Work instruction: In the data that follows, count the lines where "opened" appears, and write only the number.

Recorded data
== Segment start ==

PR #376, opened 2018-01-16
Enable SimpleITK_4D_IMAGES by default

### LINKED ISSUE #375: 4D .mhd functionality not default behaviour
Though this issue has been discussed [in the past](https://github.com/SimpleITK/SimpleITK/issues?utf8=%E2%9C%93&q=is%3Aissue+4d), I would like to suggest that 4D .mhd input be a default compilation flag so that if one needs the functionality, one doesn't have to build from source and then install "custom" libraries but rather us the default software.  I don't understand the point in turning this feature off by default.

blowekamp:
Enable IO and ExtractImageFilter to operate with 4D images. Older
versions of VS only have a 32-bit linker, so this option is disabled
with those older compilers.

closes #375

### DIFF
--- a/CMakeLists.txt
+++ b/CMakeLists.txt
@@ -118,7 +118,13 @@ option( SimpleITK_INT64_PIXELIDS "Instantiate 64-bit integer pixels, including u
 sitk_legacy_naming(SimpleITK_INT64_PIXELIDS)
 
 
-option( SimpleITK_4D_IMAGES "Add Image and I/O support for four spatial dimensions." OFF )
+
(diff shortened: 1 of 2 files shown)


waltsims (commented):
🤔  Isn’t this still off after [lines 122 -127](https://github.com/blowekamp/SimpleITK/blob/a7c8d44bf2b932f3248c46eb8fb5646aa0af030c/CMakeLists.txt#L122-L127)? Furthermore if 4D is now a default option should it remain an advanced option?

== Segment end ==
== Segment start ==

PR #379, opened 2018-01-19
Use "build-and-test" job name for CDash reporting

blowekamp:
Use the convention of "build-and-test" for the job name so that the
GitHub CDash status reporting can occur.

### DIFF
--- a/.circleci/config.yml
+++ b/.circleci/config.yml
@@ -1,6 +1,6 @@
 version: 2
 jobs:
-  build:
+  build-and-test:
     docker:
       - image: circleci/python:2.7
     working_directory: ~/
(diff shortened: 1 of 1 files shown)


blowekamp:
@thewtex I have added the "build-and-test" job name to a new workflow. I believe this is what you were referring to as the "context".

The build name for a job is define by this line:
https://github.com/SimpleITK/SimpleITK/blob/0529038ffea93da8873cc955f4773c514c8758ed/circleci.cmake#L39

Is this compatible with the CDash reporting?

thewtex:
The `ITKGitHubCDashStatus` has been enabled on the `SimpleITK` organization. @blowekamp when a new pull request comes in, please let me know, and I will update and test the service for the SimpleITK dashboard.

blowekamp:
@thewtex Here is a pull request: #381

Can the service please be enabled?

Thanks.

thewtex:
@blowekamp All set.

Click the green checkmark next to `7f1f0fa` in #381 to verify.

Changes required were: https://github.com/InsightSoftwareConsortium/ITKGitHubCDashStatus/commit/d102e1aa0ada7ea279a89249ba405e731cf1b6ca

== Segment end ==

Written solution: 2